What’s fascinating is how it quietly scaled across domains — vehicle finance, home loans, insurance, and asset management — yet you’ll never see their CEO trending on Twitter with #Finfluencer. That’s because they believe in interest in the literal sense, not in social-media metrics.
So here we are, 71 years later, watching a company that financed bullock carts (almost) now finance EV trucks. Same discipline, same south-Indian calm, slightly better Excel models.
Ever wondered how this NBFC uncle keeps its white shirt spotless while others drown in NPAs?
3. Business Model – WTF Do They Even Do?
Sundaram Finance basically runs a lending buffet. You walk in, pick your poison — car, truck, tractor, crane, or SME loan — and they’ll finance it with a smile (and 13 pages of documentation).
They’ve also expanded into:
Sundaram Home Finance – because EMIs on homes are tastier than EMIs on trucks.
Sundaram Asset Management – because someone had to teach mutual-fund SIPs to Chennai’s aunties.
Sundaram General Insurance – to insure all the trucks they already financed.

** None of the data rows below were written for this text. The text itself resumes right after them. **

PR #319, opened 2016-10-08
Replacing usage of System.Net.WebClient with choco internals

### LINKED ISSUE #305: Using System.Net.WebClient in some packages
Some packages use `System.Net.WebClient` to download pages for parsing, for example [Firefox](https://github.com/chocolatey/chocolatey-coreteampackages/blob/master/automatic/Firefox/tools/chocolateyInstall.ps1#L32).
I'm behind corporate proxy with NTLM-auth and this thing doesn't work for me. I got this error:
```
ERROR: Exception calling "DownloadString" with "1" argument(s): "The remote server returned an error: (407) Proxy Authentication Required."
```
When I configure webclient like this:
```powershell
$wc = New-Object System.Net.WebClient
$wc.Proxy.Credentials = [System.Net.CredentialCache]::DefaultCredentials
```
`DownloadString` does work.

ebugusey:
Fix #305


gep13:
@ebugusey thank you for taking the time to do this!

In principal, I like what you have done in this PR, with one exception... The duplication of the Get-WebContent.ps1 file seems like something we should take care of.  We already have examples on how to do this via the concept of a chocolatey extension.  In fact, we have two examples of these in this repository:

https://github.com/chocolatey/chocolatey-coreteampackages/tree/master/extensions

It feels like the functions that you have added would be a good addition to a `chocolatey-install.extension`.  That way, each package could take a dependency on this extension, and therefore avoid the duplication of the code.  In addition, if anything changes in those functions, we only have to change it in one place, and it will work.

What do you think?  Would you be in a position to fix this up as described here?  Thanks!

ebugusey:
Did you meant `chocolatey-uninstall.extension`? Or should I create new one?

gep13:
@ebugusey I was thinking to create a new one.  Do you think that these functions would/could be used for both an uninstall and an install?

If so, perhaps we need to create an extension called `chocolatey-common.extension`.  Thoughts?

ebugusey:
I don't think they could be used for uninstall.
I will create new extension then.

gep13:
@ebugusey perfect! Thank you!

majkinetor:
That is exactly what I was planning to add to my extension. I think `chocolatey-common.extension` should be created for those stuff that miss in chocolatey. I could move functions in [mm-choco.extension](https://github.com/majkinetor/au-packages/tree/master/mm-choco.extension) to this one too.

One another thing that could be added there is `Unistall-ChocolateyPath` which is currently missing. Thats why `chocolatey-install` is not such a good name.

gep13:
@majkinetor @ebugusey I am happy either way.

gep13:
@majkinetor @ebugusey actually, anything that is specifically for use when installing a package should go in one called uninstall, but anything that is common should be in one called common.

Oh, and one thing while I remember...

The Get-WebFile provides the ability to pass in the referrer in the header, I would need that same ability to be exposed in the Get-WebContent function, if it isn't there already.

majkinetor:
> @majkinetor @ebugusey actually, anything that is specifically for use when installing a package should go in one called uninstall, but anything that is common should be in one called common.

I disagree. This is maintenance problem. The stuff is already bundled in helpers module in default chocolatey. 

This way I will need multiple dependencies specified instead of one (will also need to take care of multiple versions when one gets updated). 

I think that just one should be created that extends chocolatey defaults. In that case maybe `commons` is not best choice for name, more like `core-extensions` or something like that.

gep13:
Hmm, going to have to think about this one.

@ferventcoder thoughts?

ebugusey:
Am I working in the right direction?

gep13:
@ebugusey had a very quick glance, and yes, I would say you are.

I would still like to be able to pass in the same object array to the Get-WebContent function so that this can be passed through to the get-WebFile function.

extensions/chocolatey-core.extension/ReadMe.md
```diff
@@ -0,0 +1,9 @@
+This package provides helper functions installed as a Chocolatey extension.
+These functions may be used in Chocolatey install/uninstall scripts by declaring this package a dependency in your package's nuspec.
+
+```xml
+<dependencies>
+    <dependency id="chocolatey-common.extension" />
```
gep13: @ebugusey  I think this should be `chocolatey-core.extension`, right?

extensions/chocolatey-core.extension/ReadMe.md
```diff
@@ -0,0 +1,9 @@
...
+</dependencies>
+```
+## Functions
```
gep13: @ebugusey can you include an example of calling the function?

extensions/chocolatey-core.extension/chocolatey-core.extension.nuspec
```diff
@@ -0,0 +1,38 @@
...
+    <copyright>© 2016 Chocolatey Core Team Package Contributors</copyright>
+    <licenseUrl>https://github.com/chocolatey/chocolatey-coreteampackages/blob/master/LICENSE.md</licenseUrl>
+    <requireLicenseAcceptance>false</requireLicenseAcceptance>
+    <projectSourceUrl>https://github.com/chocolatey/chocolatey-coreteampackages</projectSourceUrl>
+    <!--<docsUrl>At what url are the software docs located?</docsUrl>-->
+    <!--<mailingListUrl></mailingListUrl>-->
+    <bugTrackerUrl>https://github.com/chocolatey/chocolatey-coreteampackages/issues</bugTrackerUrl>
+    <tags>chocolatey core extension admin</tags>
+    <summary>Helper functions extending core choco functionality</summary>
+    <description><![CDATA[__REPLACE__MarkDown_Okay ]]></description>
```
gep13: @ebugusey I think we could use a description here.

extensions/chocolatey-core.extension/extensions/Get-WebContent.psm1
```diff
@@ -0,0 +1,34 @@
...
+  $fileName = [System.IO.Path]::GetRandomFileName()
+
+  $tempFile = Join-Path $tempDir $fileName
+
+  $tempFile
+}
+
+function Get-WebContent ([string]$url) {
+  $filePath = GetTempFileName
+  Get-WebFile -url $url -fileName $filePath
```
gep13: @ebugusey have a look at this example:

https://github.com/majkinetor/au-packages/blob/master/nirlauncher/tools/chocolateyInstall.ps1#L9-L10

Sometimes, it is necessary to alter the options that are passed into Get-WebFile, and it would be good if we could continue to set these when calling Get-WebContent.

You are see how these parameters are available here:

https://github.com/chocolatey/choco/blob/c798ae3a1b79101814599143a0ed416a69dc13ff/src/chocolatey.resources/helpers/functions/Get-WebFile.ps1#L85-L91

gep13:
@ebugusey are you in a position to fix this up, or would you like me to take care of it? Thanks!

ebugusey:
@gep13 I can do that. Just didn't had free time in last 2 days.

gep13:
Nice one! Thank you!

gep13:
@ebugusey I have rebased and merged this here:

https://github.com/chocolatey/chocolatey-coreteampackages/commit/d4dec4c400b8c0f545c6e28eeeec3b4c0d2d3c6a

As a result, I can't close this PR in the normal way, however, your contribution is correctly attributed, and very much welcomed!  Thanks!

ebugusey:
Sorry it took so long.

gep13:
>@ebugusey said...
Sorry it took so long.

You have nothing to apologize for! Thank you for helping out in the first place!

Sundaram Alternate Assets – because “Alternate” makes everything sound cooler.
Essentially, it’s an NBFC conglomerate wrapped in an Excel sheet. The AUM ₹1.08 lakh crore (FY23) spans from vehicle finance (₹34,500 cr) to home finance (₹11,180 cr), insurance (₹7,600 cr) and AMC business (₹54,800 cr).
Their bread and butter remains vehicle loans — especially commercial vehicles (47 % of AUM) and cars (25 %). South India accounts for 57 % of total asset finance AUM.
Imagine a temple-run of loans: from tractors in Tamil Nadu to taxis in Noida, Sundaram is quietly collecting interest everywhere.
And they even offer diesel finance — yes, they literally fund your fuel. If that’s not Indian innovation, what is?
4. Financials Overview
Source table
Metric (₹ crore)
Q2 FY26
Q2 FY25
Q1 FY26
YoY %
QoQ %
Revenue
2,386
2,085
2,349
14.4 %
1.6 %
EBITDA (≈ Fin. Profit)
695
599
627
16.0 %
10.8 %
PAT
488
436
475
11.9 %
2.7 %
EPS (₹)
43.94
39.26
42.77
12.0 %
2.7 %
Annualised EPS ≈ ₹ 176 → P/E ≈ 26.4×.
Commentary: Margins hold strong at 79 % OPM. PAT margins ~21 %. For a 70-year-old NBFC, that’s Pilates-level flexibility. The sequential growth may look modest, but that’s because they’re not chasing adrenaline; they’re chasing repayments.
5. Valuation Discussion – Fair Value Range
Let’s crunch some numbers like accountants in heat.
(a) P/E Method
Annualised EPS = ₹ 176. If sector P/E ≈ 22–28×, fair value range = ₹ 3,872 – ₹ 4,928.